# Health Check "Puff"



## Timwis (23/9/22)

Just noticed @Puff the Magic Dragon hasn't been on the forum in nearly 2 weeks, hope he is ok! Can anyone put my mind at rest?

Reactions: Like 2


----------



## Silver (24/9/22)

Last seen on the forum 12 Sep

@Puff the Magic Dragon , do you copy?

Reactions: Like 1


----------



## Timwis (24/9/22)

Silver said:


> Last seen on the forum 12 Sep
> 
> @Puff the Magic Dragon , do you copy?


Peeps can disappear for a few days but he has posted on the Happy Birthday thread daily for ever since I can remember so to go from posting on the forum everyday 7 days a week to just vanishing is very worrying!

Reactions: Agree 2


----------



## Kuhlkatz (25/9/22)

It's quite possible that he went to the farm without applying for leave again.
Any one from the Cape Town meet group may have closer contact and some knowledge perhaps?

Reactions: Like 3


----------



## Puff the Magic Dragon (25/9/22)

Hi fans.

Rumours of my death have been exaggerated.

I am alive and as well as expected We moved out of Cape Town on 13 Sept. Massive effort with two trucks arriving on the same day from different towns.

Internet connection has not yet been sorted and therefore the lack of posting on Ecigssa.

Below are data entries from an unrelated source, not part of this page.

Issue #1240, opened 2025-09-24
Port the graph display to React


dondi:
There will be exploration here to determine how much of the existing D3 implementation can be ported over directly vs. new work due to how the available technology stack may have changed in the interim

PR #1307, opened 2026-01-21
#1240: Graph + Demo Dropdowns

ceciliazaragoza:
- The unweighted, weighted, and PPI graphs can be displayed with colored Bezier curve eges and varying marker-ends. 
- The gray threshold, charge, link distance, and edge coloring can be customized in the navbar and sidebar. 
- There are repressor marker ends and arrowheads, and the repressors have both vertical and horizontal arrowheads.
  - However, further work needs to be done to ensure that the switch between horizontal and vertical repressor ends happens at the correct place on the node, since currently the vertical repressor marker end still displays towards the right and left side of the top/bottom of the node.
- Improvements to Demo dropdowns across navbar and sidebar so that demo can be chosen in different places.
  - Further work needs to be done to customize dropdowns to be exactly like web-client-classic. 
- Because changes were made to the graph, some tests began to fail and are commented out. Tests will be updated in a future PR to ensure that the graph is being tested correctly.

### DIFF
--- a/web-client/src/components/Graph.jsx
+++ b/web-client/src/components/Graph.jsx
@@ -2,6 +2,7 @@ import { useEffect, useRef, useContext, useState } from "react";
 import * as d3 from "d3";
 import { GrnStateContext } from "../App";
 import { getDemoWorkbook, getDemoEndpoint, getNetworkMode } from "../services/api";
+import ScaleAndScroll from "./ScaleAndScroll";
 import {
   BOUNDARY_MARGIN,
   ZOOM_DISPLAY_MINIMUM_VALUE,
@@ -28,13 +29,14 @@ import {
   calcMaxWeight,
 } from "../helpers/graphHelpers";
 import { createEdgeMarker } from "../helpers/markerHelpers";
-
 import "../App.css";
 
 export default function Graph() {
   const svgRef = useRef(null);
   const containerRef = useRef(null);
   const simulationRef = useRef(null);
+  const zoomRef = useRef(null);
+  const zoomContainerRef = useRef(null);
 
   // The workbook or sheetType are not needed in global state outside of Graph, so keep them local
   const [workbook, setWorkbook] = useState(null);
@@ -43,25 +45,17 @@ export default function Graph() {
   const [maxWeight, setMaxWeight] = useState(0);
   const [loading, setLoading] = useState(false);
   const [error, setError] = useState(null);
+  const [zoomScale, setZoomScale] = useState(null);
 
   const {
     colorOptimal,
-    setColorOptimal,
     linkDistance,
-    setLinkDistance,
     charge,
-    enableNodeColoring,
-    setEnableNodeColoring,
-    logFoldChangeMax,
-    edgeWeightVisibility,
     demoValue,
-    setDemoValue,
-    adaptive,
-    setAdaptive,
     networkMode,
     setNetworkMode,
     grayThreshold,
-    setGrayThreshold,
+    zoomPercent,
   } = useContext(GrnStateContext);
 
   // Load workbook data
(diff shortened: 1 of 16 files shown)


web-client/src/components/Graph.jsx
```diff
@@ -58,6 +68,12 @@ export default function Graph() {
     getDemoWorkbook(demoEndpoint)
       .then(data => {
         setWorkbook(data);
+        setSheetType(data.sheetType);
+        console.log("data", data);
```
dondi: I’m thinking we won’t really want to keep this debug statement?

web-client/src/helpers/graphHelpers.js
```diff
@@ -132,6 +173,8 @@ export function createPath(d, width, height) {
   // However, this values means that nodes are within 202 pixels of each other, so will need to adjust this
   // When set orthOffset to 0, then creates issues with paths going through border of boudning box
   const isStraightLine = orthoOffset < 0.5;
+  const isRepressor = d.value < 0;
+  const strokeWidth = d.strokeWidth || 2;
```
dondi: The `||` operator here will also trigger for a `d.strokeWidth` of `0`—is that intentional here? These days, you can distinguish between `0` vs. `null` or `undefined` with `??` rather than `||`. Would it be appropriate to use that here, or stick with `||`? (meaning you _do_ want a value of `0` to be replaced by `2`)

web-client/src/helpers/graphHelpers.js
```diff
@@ -218,18 +275,90 @@ function straightLineBoxIntersection(
...
+    " " +
+    xRotation +
+    "," +
+    largeArc +
+    "," +
+    sweep +
+    " " +
+    x2 +
+    "," +
+    (y2 + offset)
```
dondi: For string concatenations that are ported from the classic code, you might want to consider converting these to template strings—they’re more modern and may be more readable

web-client/src/helpers/markerHelpers.js
```diff
@@ -0,0 +1,348 @@
...
+    8: 3.5,
+    9: 4,
+    10: 4.5,
+    11: 5,
+    12: 5,
+    13: 5.5,
+    14: 6,
+  };
+
+  console.log("Creating horizontal repressor marker. d printout:", d);
```
dondi: Another potentially expendable debug statement, but if this is still in active use for a bit, we can keep it until it’s no longer needed

web-client/src/helpers/markerHelpers.js
```diff
@@ -0,0 +1,348 @@
...
+      return d.strokeWidth;
+    })
+    .attr("markerUnits", "userSpaceOnUse")
+    .attr("orient", 180)
+    .append("rect")
+    .attr("width", 25 + d.strokeWidth)
+    .attr("height", d.strokeWidth)
+    .attr("rx", 10)
+    .attr("ry", 10)
+    .attr("style", "stroke:" + d.stroke + "; fill: " + d.stroke + "; stroke-width: 0");
```
dondi: You know at this point 😊

web-client/src/helpers/markerHelpers.js
```diff
@@ -0,0 +1,348 @@
...
+    12: 5,
+    13: 5.5,
+    14: 6,
+  };
+
+  console.log("Creating horizontal repressor marker. d printout:", d);
+
+  defs
+    .append("marker")
+    .attr("id", "repressorHorizontal" + selfRef + "_StrokeWidth" + d.strokeWidth + minimum)
```
dondi: Another template string candidate

dondi (approved):
Phew, for the amount of code involved, there really wasn’t much to say 😅

As such, please take note of the comments, but I’ll go ahead and merge so you can start fresh from `beta` again. Just keep an eye out for the things noted in the PR and revise as you go in future work

Very awesome, congrats on this big milestone!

On a more serious note thanks @Timwis for noticing my absence. It goes to show that members care about oneanother.

Reactions: Winner 7


----------



## Timwis (25/9/22)

Puff the Magic Dragon said:


> Hi fans.
> 
> Rumours of my death have been exaggerated.
> 
> ...


Didn't even miss you!

Reactions: Funny 3


----------



## Silver (25/9/22)

Good to hear @Puff the Magic Dragon 
good luck with the move

Reactions: Like 1 | Thanks 1


----------